In fact, it seems the problem is not the hidden arguments that _∼⟨_⟩_
passes to trans (rewriting the function to pass them explicitly
doesn't get rid of the unsolved metas), but the hidden arguments it
takes itself, in particular y.  Passing the y's explicitly to _≈⟨_⟩_
in my term "Proof" gets rid of the unsolved metas...but of course it
also gets rid of the point of using EqReasoning in the first place.

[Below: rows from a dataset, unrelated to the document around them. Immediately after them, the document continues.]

PR #632, opened 2026-08-17
feat: package the repo as a Cursor Marketplace plugin

adriannoes:
## Summary

- Package this repo as a **Cursor plugin** on the hosted MCP (`mcp.pipefy.com`) with in-client OAuth, skill-catalog lockstep, and a CI packaging lint.
- **Manifest declares `"commands": []`**, so Cursor's per-component folder discovery does not ship `/install` or `/pipefy-login`. Verified by loading a repository tarball through `cursor-agent`: neither command reaches the palette, the skills still do.
- **`mcp.json` is validated by allowlist.** ADR-004 pins the whole eight-line file, so the lint permits `mcpServers` → `pipefy` → `{url, auth}` → `{CLIENT_ID}` and rejects the rest, `headers` and `CLIENT_SECRET` and a top-level `inputs` prompt included. Messages name the offending key and never echo its value, since they reach public CI logs (`4ec5013e`).
- **Onboarding skill** routes by observed symptom: an absent catalog listing and a token-endpoint `unauthorized_client` get separate failure rows, each permitting the `install.sh --client cursor` fallback. The `unauthorized_client` row is **regression recovery**, not the current expected state. `uninstall.sh --scan` exit `1` no longer reads as "a competing Cursor entry, delete it".
- **Desktop OAuth gate is green** (2026-08-18). Keycloak made `pipefy-mcp` a public PKCE client (confidential client credentials removed). Dummy token POST as `pipefy-mcp` now returns `400 invalid_grant` (was `401 unauthorized_client`). Live `plugin-pipefy-pipefy` sign-in and `list_organizations` succeeded, and **Q8 passed**: after a full Cursor restart the server came up `ready` with no second prompt. ADR-005 Decision 1 is satisfied; this PR is no longer held by `blocked:platform`. Marketplace listing still submits from `main` after merge, so a catalog 404 until then is expected.

**History.** Rebased onto `dev` and regrouped from seventeen commits into four, one per phase, so the diff reads in order: package, CI, skill, docs. A fifth commit (`4ec5013e`) redacts received `mcp.json` values from public CI diagnostics. The `CHANGELOG.md` conflict with #631 is resolved by keeping this `### Added` block above the `### Changed` block that landed on `dev`. The tree is unchanged by the rebuild apart from that merge, and the add-then-delete of the old PNG logo is gone from the history.

## Accepted limits

| Topic | Choice | Rationale |
|---|---|---|
| Cursor path | Marketplace stays the recommendation | The fallback is a documented failure branch, not the default |
| `commands/` | Suppress in the manifest | Relocating breaks the Claude Code plugin, which needs repo-root `commands/` |
| `mcp.json` | No JSON Schema check in CI | The allowlist already pins every legitimate key |
| Logo | `assets/logo.svg`, vector | Cursor's manifest example uses `assets/logo.svg`, relative paths resolve to `raw.githubusercontent.com` which serves it as `image/svg+xml`, and a vector stays crisp at every catalog size |

## Test plan

- [x] `uv run python scripts/bump_version.py verify` (exit 0)
- [x] `uv run ruff check .` and `uv run ruff format --check .` (431 files)
- [x] `python3 .github/workflows/scripts/lint_cursor_plugin.py` (exit 0)
- [x] `uv run pytest tests/test_lint_cursor_plugin.py tests/test_bump_version.py -q` (99 passed at `4ec5013e`)
- [x] `uv run pytest -m "not integration" -q` (4735 passed, 5 skipped, 34 deselected)
- [x] Nine credential and endpoint mutations of `mcp.json` each exit 1, none echoes the planted value, the unmodified file still exits 0
- [x] `/install` and `/pipefy-login` absent from the palette when a repository tarball loads as a plugin, skills still present
- [x] After the OAuth client is public PKCE: browser sign-in, then `list_organizations` through the plugin (2026-08-18)
- [x] Manual smoke of hosted tools through Cursor MCP (`plugin-pipefy-pipefy` ready; 184 hosted tools plus Cursor-injected `mcp_auth`)
- [x] Q8: session survives a full Cursor restart without a second prompt (`ready` + `list_organizations`, no `mcp_auth`)

## Docs / skills

- [x] Affected `skills/` updated (`skills/onboarding/pipefy-toolkit-setup`)
- [x] README, CHANGELOG, `docs/uninstall.md`, CONTRIBUTING, RELEASE updated
- [x] `RELEASE.md` carries the post-publish step that submits the listing
- [x] `docs/parity.md` not needed (no MCP or CLI surface change)

## Legal / contributions

- [x] No regulated-domain skills in this PR


adriannoes:
Desktop OAuth gate is green.
- Keycloak dropped confidential client credentials on `pipefy-mcp`. 
- Control probe: dummy token POST as `pipefy-mcp` now returns `400 invalid_grant` / `Code not valid` (was `401 unauthorized_client` on 2026-08-17). `pipefy-cli` on the same shape is also `400 invalid_grant`.

Live Cursor plugin (`plugin-pipefy-pipefy`):
- `mcp_auth` completed; server `ready`
- `list_organizations` succeeded
- hosted unauth `POST /mcp` still `401` + RFC 9728
- catalog listed 185 descriptors including Cursor-injected `mcp_auth`; hosted floor remains 184

Removed `blocked:platform`. Marketplace submit still waits for `dev` → `main` (catalog 404 until then is expected).

This maintainer machine still has competing stdio/user-config Pipefy registrations (`uninstall.sh --scan` exit 1). That does not invalidate the plugin handshake.

adriannoes:
Q8 passed after a full Cursor restart (2026-08-18).

Did **not** invoke `mcp_auth`. `plugin-pipefy-pipefy` came up `ready`; `list_organizations` succeeded. Phase 1 desktop gate is complete (Q4/Q7/Q8). Ready for human review. Marketplace submit still waits for `dev` → `main`.

.cursor-plugin/plugin.json
```diff
@@ -0,0 +1,34 @@
...
+    "./skills/ipaas/pipefy-ipaas",
+    "./skills/members-email-webhooks/pipefy-members-email-webhooks",
+    "./skills/observability/pipefy-observability",
+    "./skills/onboarding/pipefy-toolkit-setup",
+    "./skills/pipes-and-cards/pipefy-pipes-and-cards",
+    "./skills/portal-setup/pipefy-portal-setup",
+    "./skills/process-design/pipefy-process-design",
+    "./skills/process-intelligence/pipefy-process-intelligence",
+    "./skills/relations/pipefy-relations",
+    "./skills/reports/pipefy-reports"
```
mocha06, line 31: any way to use a wildcard so this catalog can increase dynamically without us having to remember to update this file when we add a new skill?

README.md
```diff
@@ -142,9 +144,29 @@ npx skills add pipefy/ai-toolkit --skill pipefy-pipes-and-cards
 
 Catalog and authoring guide: [`skills/README.md`](skills/README.md).
 
+### 6. Cursor Marketplace plugin
+
+**Pick this when:** you're in Cursor and want the hosted MCP server with browser sign-in and no local Python. The plugin ships the skill catalog and points Cursor at `https://mcp.pipefy.com/mcp`. Cursor runs the OAuth flow. The surface is the hosted deployment's remote-safe floor: **184** tools as of 2026-08-17 (Cloud Agents against production). Withheld are the tools whose input is a file on your machine; attachment uploads still work from a URL or a presigned upload target. Per-client toolset selection (`PIPEFY_MCP_TOOLSETS`) does not apply to this URL — use the [Quick-install script](#3-quick-install-script) when you need that, or the local-file tools.
```
mocha06: please remove tool counts like _**184** tools_, for example. This will grow stale quickly and one more place where we'd have to remember to update once we add more tools.

(this "counts in docs" rule should apply as a general rule)

README.md
```diff
@@ -186,7 +208,7 @@ Deprecation and semver (post-1.0): [`docs/DEPRECATION.md`](docs/DEPRECATION.md).
 
 ## MCP server
 
-The server registers **187 tools** across fourteen domains. Canonical names: `PIPEFY_TOOL_NAMES` in [`packages/mcp/src/pipefy_mcp/tools/registry.py`](packages/mcp/src/pipefy_mcp/tools/registry.py).
+The server registers **187 tools** across fourteen domains locally. Canonical names: `PIPEFY_TOOL_NAMES` in [`packages/mcp/src/pipefy_mcp/tools/registry.py`](packages/mcp/src/pipefy_mcp/tools/registry.py). The Cursor Marketplace plugin and Hosted MCP path expose the hosted remote-safe floor instead: **184** tools as of 2026-08-17 (the three-tool gap is the local-file tools that URL withholds).
```
mocha06: same as above. remove counts

README.md
```diff
@@ -219,7 +241,7 @@ Not every client wants every tool. Three independent controls decide what `tools
...
 | **Power discovery** | `--toolsets power` | Replaces the curated tools with four catalog meta-tools (`get_tool_categories`, `search_tools`, `describe_tool`, `execute_tool`) plus the raw-GraphQL tools, so the working set stays small no matter how large the catalog grows. |
 
-The toolset names are a **different grouping from the table above**: that table is organized by documentation area (the reference docs you read), while subject domains partition tools by the job they serve — card relations land in `workflow`, table relations in `database`. Passing an unrecognized name is a startup error that prints the full list of valid ones.
+The toolset names are a **different grouping from the table above**: that table is organized by documentation area (the reference docs you read), while subject domains partition tools by the job they serve — card relations land in `workflow`, table relations in `database`. Passing an unrecognized name is a startup error that prints the full list of valid ones. `--toolsets` / `PIPEFY_MCP_TOOLSETS` is a process-level switch: it applies to the local stdio server only, not to the Cursor Marketplace plugin or Hosted MCP URL.
```
mocha06: is it necessary to mention Cursor here specifically? Because this would also apply to claude desktop/codex/etc etc. (This question also applies to other places in this PR)

RELEASE.md
```diff
@@ -105,6 +105,8 @@ It reads the current version and `## [Unreleased]` from `origin/dev` (not your c
 
    Once the workflow finishes it asserts, and fails loudly on any gap, that the GitHub Release ships all five wheels (`pipefy-*.whl`, `pipefy_mcp_server-*.whl`, `pipefy_cli-*.whl`, `pipefy_auth-*.whl`, `pipefy_infra-*.whl`), that the published version installs from PyPI (`uvx --from "pipefy-cli==<PEP 440>" pipefy --version`), and that the `install.sh` dry-run resolves the just-cut tag (`Resolved tag: vX.Y.Z`). Re-run those checks any time with `uv run python scripts/release.py verify vX.Y.Z`.
 
+5. Submit or refresh the Cursor Marketplace listing, from `main`, once the tag is published. The listing is not cut by any workflow: `.cursor-plugin/plugin.json` and `mcp.json` ship with the repository, and a human submits them at [cursor.com/marketplace/publish](https://cursor.com/marketplace/publish). Until that submission lands, README section 6, `docs/uninstall.md`, and the onboarding skill all say the listing publishes from `main`, so this step is what makes those sentences true. Cursor reviews every plugin by hand and re-reviews each update, so budget for a review round rather than treating the submission as instant.
```
mocha06: `Until that submission lands, README section 6....`

are we going to remember to update this doc 😅 

this can easily go forgotten and stale

mocha06 (changes requested):

.cursor-plugin/plugin.json
adriannoes: No glob in the Cursor manifest — `skills` is a string or an array of paths, not a wildcard. Default discovery only looks at immediate children of `skills/` that contain `SKILL.md`. Our catalog is `skills/<domain>/<skill>/`, so that would miss every published skill, and `"skills": "./skills/"` would also risk picking up `skills/_template/`.

The explicit list is the same override pattern as `"commands": []`. We do not rely on remembering to edit it: `lint_cursor_plugin.py` already diffs the array against `git ls-files 'skills/**/SKILL.md'` (minus the template) and fails CI in both directions. CONTRIBUTING.md calls that out when adding a skill.

Leaving the array as-is.

README.md
adriannoes: Dropped the headline counts (and the as-of date) across the README, not only this line — overview, install table, §6, and the MCP section. Named the contract instead: local catalog vs hosted remote-safe floor. Also removed the per-domain Tools column so those numbers do not go stale the same way. Left `docs/parity.md` / `packages/mcp/README.md` for a follow-up; they were not introduced here.

Addressed in e07f7346.

README.md
adriannoes: Same pass as above — this paragraph no longer names a count, and the per-domain Tools column is gone.

Addressed in e07f7346.

RELEASE.md
adriannoes: Rewrote step 5 as a recurring operator action (submit/refresh from `main` after every tag that touches `.cursor-plugin/` or `mcp.json`) with no "until that lands" clause. Same class of sentence removed from README §6 and `docs/uninstall.md`.

Addressed in e07f7346.

README.md
adriannoes: Agreed — `PIPEFY_MCP_TOOLSETS` is a local stdio process switch, not a Cursor quirk. It does not apply to the hosted URL for any client. Reworded the three README sites that tied toolsets to the Marketplace plugin; Cursor stays named where the subject is the plugin path itself (Marketplace, `~/.cursor/mcp.json`).

Addressed in e07f7346.

.cursor-plugin/plugin.json
```diff
@@ -0,0 +1,34 @@
...
+  "author": { "name": "Pipefy" },
+  "homepage": "https://github.com/pipefy/ai-toolkit",
+  "repository": "https://github.com/pipefy/ai-toolkit",
+  "license": "Apache-2.0",
+  "logo": "assets/logo.svg",
+  "keywords": ["pipefy", "mcp", "workflow", "kanban", "automation"],
+  "category": "productivity",
+  "tags": ["mcp", "workflow", "skills"],
+  "skills": [
+    "./skills/ai-agents/pipefy-ai-agents",
```
mocha06, line 15: A Cursor user asks to add a PDF knowledge base, and the tool the skill names is not on the server.

How:
1. This plugin points Cursor at the hosted server, which serves 184 of 187 tools.
2. It withholds three: `create_ai_knowledge_base_document`, `create_llm_provider`, `update_llm_provider`.
3. The `pipefy-ai-agents` skill on this line tells the agent to call all three.
4. That skill marks no tool local-only, and line 34 says its tools are "all remote-safe".
5. `lint_skill_refs.py` checks skill tool names against all 187, so CI stays green.

Every other channel that ships skills runs the local server, so this is the first pairing of the catalog with the hosted floor.

Fix: mark those three rows the way `pipefy-pipes-and-cards` marks `upload_attachment_to_card` — "local profile only … required on the hosted server".

Evidence:
- Probe on this branch: `apply_remote_profile(remote_mode=True)` → `Remote profile: exposed 184, withheld 3` — `create_ai_knowledge_base_document`, `create_llm_provider`, `update_llm_provider`.
- Live `mcp.pipefy.com` `tools/list` omits exactly those three; it serves `get_ai_knowledge_base_document`, `update_ai_knowledge_base_document`, `delete_llm_provider`, `get_llm_providers` (so the gap is per-tool, not per-domain).
- `skills/ai-agents/pipefy-ai-agents/SKILL.md:169` @ `e07f7346` — `create_llm_provider` then `update_llm_provider`, no profile note.
- `skills/ai-agents/pipefy-ai-agents/SKILL.md:225` and `:240` @ `e07f7346` — `create_ai_knowledge_base_document` with `file_path`, no profile note.
- `skills/ai-agents/pipefy-ai-agents/SKILL.md:34` @ `e07f7346` — "all remote-safe: available under the hosted (`profile=remote`) surface".
- `skills/pipes-and-cards/pipefy-pipes-and-cards/SKILL.md:167` and `skills/database-tables/pipefy-database-tables/SKILL.md:66` @ `e07f7346` — the note pattern that already exists.
- `packages/mcp/src/pipefy_mcp/tools/remote_profile.py` @ `e07f7346` — default-deny, `meta=REMOTE` is the only opt-in.
- `.github/workflows/scripts/lint_skill_refs.py:92` @ `e07f7346` — reads `PIPEFY_TOOL_NAMES` from `registry.py`, the full 187.

README.md
```diff
@@ -44,23 +44,25 @@ Feedback and issues: [GitHub Issues](https://github.com/pipefy/ai-toolkit/issues
...
 - **In Claude Code and want the fastest start with no local setup?** → **Hosted MCP**.
 - **In Claude Code and want the CLI, `/pipefy:*` slash commands, or the few local-only tools?** → **Claude Code plugin**.
-- **On Cursor, Claude Desktop, or Codex — or want one command for everything?** → **Quick-install script**.
+- **On Cursor, Claude Desktop, or Codex and need the local-file tools, the CLI, or one command for everything?** → **Quick-install script**.
 - **Terminal, scripting, or CI, with no agent?** → **CLI only**.
 - **Just want the workflow playbooks in any agent?** → **Skills only**.
 
 | Install path | MCP server runs on | Tools available | Auth | Also installs | Best for |
 |---|---|---|---|---|---|
+| **[Cursor Marketplace plugin](#6-cursor-marketplace-plugin)** | Pipefy cloud (HTTPS) | Remote-safe surface; local-file tools withheld | In-client OAuth | nothing else | Fastest start in Cursor; zero local Python |
```
mocha06: Someone picking a path from this table reads that the Cursor plugin installs nothing else. It installs the whole skill catalog.

How:
1. The manifest's `skills` array ships every published skill.
2. Section 6 says so too: "The plugin ships the skill catalog".
3. This cell says `nothing else`.
4. The same column writes `skills` for the Claude Code plugin row and `markdown playbooks` for Skills only, so the reader takes `nothing else` literally.

Fix: write `skills` in that cell. The docs pass in `e07f7346` rewrote this row's Tools cell and left this one.

Evidence:
- `.cursor-plugin/plugin.json:14`–`32` @ `e07f7346` — 17 skill directories.
- `README.md:149` @ `e07f7346` — "The plugin ships the skill catalog".
- `README.md:60` and `README.md:61` @ `e07f7346` — the same column naming `skills` on the two rows that install them.

.cursor-plugin/plugin.json
```diff
@@ -0,0 +1,34 @@
...
+  "version": "0.5.0-alpha.1",
+  "author": { "name": "Pipefy" },
+  "homepage": "https://github.com/pipefy/ai-toolkit",
+  "repository": "https://github.com/pipefy/ai-toolkit",
+  "license": "Apache-2.0",
+  "logo": "assets/logo.svg",
+  "keywords": ["pipefy", "mcp", "workflow", "kanban", "automation"],
+  "category": "productivity",
+  "tags": ["mcp", "workflow", "skills"],
+  "skills": [
```
mocha06, line 14: If Cursor discovers skill folders the way it discovers `commands/`, `pipefy-skill-template` reaches a user's palette as a Pipefy skill.

Does the explicit `skills` array suppress folder discovery under `skills/`, the way `"commands": []` suppresses it under `commands/`?

I could not answer this from the code in pipefy-workspace. The lint deliberately excludes `skills/_template/` from the manifest, so the intent is clear, but the tarball and the README copy command both carry that directory. In Claude Code the template does surface as a loadable skill, which is why the question is not theoretical. Your `cursor-agent` tarball run already proves the listed skills load — the open half is whether the unlisted one loads too.

mocha06 (commented):

Read at `e07f7346`. The packaging, the version lockstep, and the `mcp.json` allowlist hold up. What does not is the pairing this PR creates for the first time: the skill catalog served by the hosted floor. Every earlier channel that ships skills runs the local server, so no skill ever had to say which of its tools the hosted URL withholds — and one skill names all three of them.

### Verdicts

- **Premise: CONFIRMED.** Before this PR the only Cursor path was `install.sh` (local Python); `#1 Hosted MCP` is Claude Code only. No `.cursor-plugin` exists on `dev`. Nothing here reimplements an existing mechanism.
- **Mechanism: DELIVERS.** The lint's source of truth is sound — `git ls-files -- 'skills/**/SKILL.md'` returns 18 of 18 tracked files, and `skills/_template/` is dropped downstream. The `mcp.json` allowlist rejects `headers`, `env`, `command`, `CLIENT_SECRET`, and a top-level `inputs`, and no message echoes a received value.

### Findings

2 findings, 1 blocking.

- Blocking — `.cursor-plugin/plugin.json:15`: the shipped `pipefy-ai-agents` skill names the three tools the hosted server withholds.
- Non-blocking — `README.md:58`: the install table says this path installs `nothing else`.

1 question, on `.cursor-plugin/plugin.json:14`.

Not in the diff, so no inline anchor: `skills/README.md:47` still describes the onboarding skill as "First-time install: hosted MCP, `install.sh`, or Claude Code plugin". That skill's own frontmatter gained the Cursor path here; its row in the index did not.

### Read at

- `ai-toolkit` @ `e07f7346`, base `origin/dev`. The head moved from `4ec5013e` mid-review; every citation below was re-checked against `e07f7346`, and both findings survive that commit.
- No sibling repository is called by this change, so none was read.
- Probes: the hosted floor computed in-process from this worktree, and `mcp.pipefy.com` `tools/list` read read-only. No test suite, linter, or build was run — the pipeline is green by assumption.

.cursor-plugin/plugin.json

The real problem seems to be that Agda has no way of seeing that the y
may be synthesized from a term of type "y IsRelatedTo z" built out of
_∼⟨_⟩_'s and _∎'s (a quick inspection will convince you that this is
possible).  I played for a bit with making this connection explicit by
replacing the binary relation "y IsRelatedTo z" with a unary relation
"RelatedTo z" together with a function returning the domain:

dom : ∀ {z} -> RelatedTo z -> Carrier

Then for example the type of _∼⟨_⟩_ can be expressed very nicely as:

_∼⟨_⟩_ : ∀ x {z} → x ∼ dom r → (r : RelatedTo z) → RelatedTo z

...except that of course this type isn't well-formed, since the order
of dependency is not left-to-right!

Swapping the order of the arguments will typecheck...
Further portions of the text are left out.